Endurance Technologies has demonstrated consistent returns over the last three years, outperforming the BSE500 index in each annual period. This track record highlights the company’s ability to deliver shareholder value through both market cycles and sector-specific challenges. The midcap status offers a blend of growth potential and relative stability, making it an attractive option for investors seeking exposure to the auto components sector without excessive volatility.

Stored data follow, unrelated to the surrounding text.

PR #6537, opened 2020-05-14
Call Recording Features

brian-chamberlain:
There is 1 fix:

Add a new action 'start_on_b_leg' to 'record_call' callflow

This fixes an issue where call recording files for both a-leg and b-leg were being saved
If the agent wanted to stop recording (to get the customers credit card details for example)
and then start recording again afterwards. A total of 3 call recording files were created:

1) recording of complete call on a-leg side started by by 'record_call' callflow 'start' action
2) recording between *7 start_record and *9 stop_record
3) recording after agent *7 start_record to restart recording and end of the call.

Obviously this is a big problem, the reason to stop recording was to NOT record the CC details but the details are still recorded in (1)

A new 'record_call' action 'start_on_b_leg' now starts the call recording on the b-leg rather than the a-leg so in the same scenario only 2 call recording files are
created (2) and (3) in the list above. The CC details are no longer recorded.

And a new feature:

Our customers want to delete call recordings in the call recording app so we added a soft delete and ability to patch using recordings api to add soft_delete and soft_restore.

soft_delete and soft_restore feature:

      * PATCH a call_recording document
      * Update schema to add soft_delete and soft_restore objects
      * support for 'collections' to PATCH multiple documents
      * enable chunking by default
      * by default hide docs that have soft_delete object present
      * include soft_delete docs if 'include=soft_delete' is in the query string

### DIFF
--- a/applications/callflow/src/module/cf_record_call.erl
+++ b/applications/callflow/src/module/cf_record_call.erl
@@ -3,6 +3,11 @@
 %%% @doc Handles starting/stopping a call recording.
 %%% @author James Aimonetti
 %%% @author Sponsored by Velvetech LLC, Implemented by SIPLABS LLC
+%%%
+%%% This Source Code Form is subject to the terms of the Mozilla Public
+%%% License, v. 2.0. If a copy of the MPL was not distributed with this
+%%% file, You can obtain one at https://mozilla.org/MPL/2.0/.
+%%%
 %%% @end
 %%%-----------------------------------------------------------------------------
 -module(cf_record_call).
--- a/applications/callflow/src/module/cf_record_call.erl
+++ b/applications/callflow/src/module/cf_record_call.erl
@@ -3,11 +3,6 @@
 %%% @doc Handles starting/stopping a call recording.
 %%% @author James Aimonetti
 %%% @author Sponsored by Velvetech LLC, Implemented by SIPLABS LLC
-%%%
-%%% This Source Code Form is subject to the terms of the Mozilla Public
-%%% License, v. 2.0. If a copy of the MPL was not distributed with this
-%%% file, You can obtain one at https://mozilla.org/MPL/2.0/.
-%%%
 %%% @end
 %%%-----------------------------------------------------------------------------
 -module(cf_record_call).
@@ -38,13 +33,19 @@ handle(Data, Call, <<"start">>) ->
     Call1 = kapps_call:kvs_store('recording_follow_transfer', ShouldFollowTransfer, Call),
     lager:info("starting call recording via action (follow transfer: ~s)", [ShouldFollowTransfer]),
     cf_exe:update_call(kapps_call:start_recording(Data, Call1));
-
 handle(_Data, Call, <<"stop">>) ->
-    cf_exe:update_call(kapps_call:stop_recording(Call)).
+    cf_exe:update_call(kapps_call:stop_recording(Call));
+handle(Data, Call, <<"start_on_b_leg">>) ->
+    ShouldFollowTransfer = kz_json:is_true(<<"should_follow_transfer">>, Data, 'true'),
+    Call1 = kapps_call:kvs_store('recording_follow_transfer', ShouldFollowTransfer, Call),
+    Call2 = kapps_call:kvs_store('record_on_b_leg', 'true', Call1),
+    lager:info("starting call recording on b-leg via action (follow transfer: ~s)", [ShouldFollowTransfer]),
+    cf_exe:update_call(Call2).
 
 -spec get_action(kz_json:object()) -> kz_term:ne_binary().
 get_action(Data) ->
     case kz_json:get_ne_binary_value(<<"action">>, Data) of
         <<"stop">> -> <<"stop">>;
-        _ -> <<"start">>
+        <<"start_on_b_leg">> -> <<"start_on_b_leg">>;
+        _  -> <<"start">>
     end.
--- a/applications/crossbar/priv/couchdb/schemas/call_recordings.json
+++ b/applications/crossbar/priv/couchdb/schemas/call_recordings.json
@@ -71,6 +71,11 @@
             "name": "from",
             "type": "string"
         },
+        "id": {
+            "description": "id",
+            "name": "id",
+            "type": "string"
+        },
         "interaction_id": {
             "description": "interaction_id",
             "name": "interaction_id",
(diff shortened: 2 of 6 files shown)


applications/callflow/src/module/cf_record_call.erl
```diff
@@ -3,11 +3,6 @@
 %%% @doc Handles starting/stopping a call recording.
 %%% @author James Aimonetti
 %%% @author Sponsored by Velvetech LLC, Implemented by SIPLABS LLC
-%%%
-%%% This Source Code Form is subject to the terms of the Mozilla Public
```
jamesaimonetti, line 7: Please keep this

applications/crossbar/priv/couchdb/schemas/call_recordings.json
```diff
@@ -71,6 +71,11 @@
             "name": "from",
             "type": "string"
         },
+        "id": {
```
jamesaimonetti, line 74: please don't add `id` as a schema property, these are tracked by `_id` from Couch and leaked onto the document in the response payload. It would be weird to set "id" in your request and see the real id in the response.

applications/crossbar/priv/couchdb/schemas/call_recordings.json
```diff
@@ -121,11 +191,15 @@
             "name": "to",
             "type": "string"
         },
+        "ui_metadata": {
```
jamesaimonetti, line 194: these fields are not part of the schema. any field added by the client that isn't in the schema is stored as-is. MonsterUI adds these fields for its use but have nothing to do with the backend. please remove

core/kazoo_endpoint/src/kz_endpoint_recording.erl
```diff
@@ -29,7 +29,8 @@ maybe_record_inbound(FromNetwork, Endpoint, Call) ->
           {'true', {kz_json:path(), kz_json:object()}} | 'false'.
 maybe_record_inbound(_FromNetwork, _Endpoint, _Call, 'undefined') -> 'false';
 maybe_record_inbound(FromNetwork, Endpoint, Call, Data) ->
-    case kz_json:is_true(<<"enabled">>, Data) of
+    case kz_json:is_true(<<"enabled">>, Data) orelse
```
jamesaimonetti, line 32: KAZOO code style drops `orelse` and `andalso` to new lines (which CI will alert you to). Instead this would be:

```
case kz_json:is_true(<<"enabled">>, Data)
        orelse kapps_call:kvs_fetch('record_on_b_leg', 'false', Call)
of
```

With appropriate spacing of course.

applications/crossbar/src/modules/cb_recordings.erl
```diff
@@ -5,11 +5,6 @@
 %%% @author OnNet (Kirill Sysoev [github.com/onnet])
 %%% @author Dinkor (Andrew Korniliv [github.com/dinkor])
 %%% @author Lazedo (Luis Azedo [github.com/2600hz])
-%%%
```
jamesaimonetti, line 8: Don't remove

applications/crossbar/src/modules/cb_recordings.erl
```diff
@@ -19,7 +14,9 @@
         ,resource_exists/0, resource_exists/1
         ,content_types_provided/2
         ,validate/1, validate/2
-        ,delete/2
+        ,delete/2, patch/2
+        ,to_json/1
+        ,to_csv/1
```
jamesaimonetti, line 19: Does the API not respond with CSV when you use `Accept: text/csv`? I don't think this is needed unless there's something off with the generic CSV generator.

applications/crossbar/src/modules/cb_recordings.erl
```diff
@@ -282,3 +560,70 @@ acceptable_content_types(Context) ->
...
+                  ).
+
+
+%%------------------------------------------------------------------------------
+%% @doc
+%% @end
+%%------------------------------------------------------------------------------
+-spec set_response(result(), cb_context:context()) -> cb_context:context().
+set_response(Result, Context) ->
+    set_response(Result, Context, fun() -> Context end).
```
jamesaimonetti, line 612: What purpose does this fun provide? It is unused below?

applications/crossbar/priv/couchdb/schemas/call_recordings.json
```diff
@@ -106,6 +111,71 @@
             "name": "request",
             "type": "string"
         },
+        "soft_delete": {
```
jamesaimonetti, line 114: KAZOO already has a backend concept of soft-deletes. When a DELETE is processed the document is soft-deleted by adding `pvt_deleted` (and all the views account for this when returning the listing). If a document is deleted accidentally, it can be un-deleted by an admin by removing this key from the doc (provided the doc still exists). There is a periodic cleanup of soft-deleted documents.

As the backend doesn't use these fields, I don't think adding them to the schema makes sense. Your client can add them and KAZOO will happily store the fields for you. You can then issue the GET with the appropriate query string filter to ignore docs with `soft_delete` defined... again this is all client-side work and not something the backend needs to be responsible for.

Happy to hear your reasoning and discuss this further, of course!

alanrevans: Problem is that the schema has "additionalProperties": false so Kazoo will not happilly store the fields unless we change it to true and we assumed it was set to false for a good reason

applications/crossbar/priv/couchdb/schemas/call_recordings.json
alanrevans: The schema currently is "additionalProperties": false so we can't add arbitarry fields as you suggest. I can change it to  "additionalProperties": true if you prefer

jamesaimonetti: @alanrevans it was set because these docs are considered read-only (hence why only GET/DELETE are allowed methods). Still not entirely sure on the use case being handled by these changed?

applications/crossbar/priv/couchdb/schemas/call_recordings.json
jamesaimonetti: The soft-deleted document will contain the pvt_request_id and the account/user info of who last touched the doc (in the DELETE case, who issued the DELETE). So this seems to duplicate that functionality anyway.

brian-chamberlain: Hi James

The idea behind this was that in the call recording app we have overrides that allow users  / admins to mark documents as deleted. When they do that we patch the recording/recordings collection and mark them as soft_deleted. The reason we didn't use the existing delete is that we didn't see a way to list the deleted documents via the api to allow an admin to restore the metadata without having to go into couch to restore. If you would prefer we approach this in a different way then please let me know.

Thanks
Brian

jamesaimonetti:
@brian-chamberlain @alanrevans I would say, let's split the PR into two. One for the call recording callflow action (which doesn't seem too controversial) and then we can discuss a different way to accomplish the hiding/revealing of the recordings. That work?

brian-chamberlain:
@jamesaimonetti sounds like a plan.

Sector and Industry Context

Operating in the Auto Components & Equipments sector, Endurance Technologies benefits from the ongoing recovery and growth in the automotive industry. Demand for two-wheelers and passenger vehicles in India remains robust, supported by favourable economic conditions and rising consumer spending. The company’s strong operational metrics and net-debt free status position it well to capitalise on sector growth while managing risks associated with supply chain disruptions and raw material price fluctuations.

Summary

In summary, Endurance Technologies Ltd.’s 'Hold' rating by MarketsMOJO reflects a balanced assessment of its current fundamentals, valuation, financial trends, and technical outlook. The company’s strong quality metrics, fair valuation, positive financial trajectory, and mildly bullish technical stance provide a comprehensive picture for investors. While not a definitive buy signal, the rating suggests that the stock is well-positioned for steady performance, making it suitable for investors with a moderate risk appetite seeking exposure to the auto components sector.

Looking Ahead

Investors should continue to monitor quarterly earnings updates, sector developments, and broader market conditions to reassess the stock’s outlook. Given the company’s net-debt free status and institutional backing, Endurance Technologies is likely to maintain resilience in the face of economic uncertainties. However, valuation multiples and technical momentum will remain key factors influencing future rating adjustments and investor sentiment.